A note on the author's names: she wrote variously as Victoria Cross (sometimes spelled "Crosse"), Vivian Cory, and V. C. Griffin. Griffin was her mother's maiden name, and also of course the name of her uncle, Heneage Griffin. Annie Sophie Cory never married, but after her father's death she moved in with Heneage Griffin (who was independently very wealthy), and they lived together (traveling constantly) until his death in 1939. It is not clear whether their relationship was sexual, but it was certainly rumored to be so at the time, and some later researchers have come to the same conclusion. (Indeed, Cory once claimed (falsely) that she had been bequeathed to her uncle upon her father's death.) That said, her mother was also part of the household. She did fall in love with a younger man after Griffin's death (when she was 71): this man reportedly stole some £100,000 from her.
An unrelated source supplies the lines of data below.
PR #941, opened 2021-06-02
postgres tests

saolsen:

### DIFF
--- a/languages/python/sqlalchemy-oso/requirements-dev.txt
+++ b/languages/python/sqlalchemy-oso/requirements-dev.txt
@@ -3,3 +3,4 @@ flake8==3.9.2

I should note that the book I have, The Night of Temptation, though published as by "Victoria Cross", is copyrighted by "Vivian Cory Griffen [sic]". It appears that she called herself "Vivian Cory" in everyday life from about 1895, and added the "Griffin" after joining her uncle's household.

Most of the above details I owe to Charlotte Mitchell, who compiled a bibliography of Cross's work for a series of Victorian Fiction Research Guides. Mitchell's take on Cross's work seems to me fairly level-headed, even accounting for her general advocacy. Mitchell writes:  "Even her most enthusiastic readers acknowledge that her work is characterized by lapses in taste and logic, vulgarity, implausibility and craziness." And also, after noting that many readers laud Cross for her seemingly modern attitudes towards interracial love affairs and extramarital sex, she adds: "As I read more, however, I became conscious that its appealing features coexist with and are inseparable from others which are less well adjusted to the taste of early twenty-first-century academic critics. To portray her as a heroine of feminism, or of racial tolerance, which was my first thought, seems to present more difficulties than can simply be resolved by pointing out that, naturally enough, she was influenced, for all her impatience with conformity, by the ideas of her time."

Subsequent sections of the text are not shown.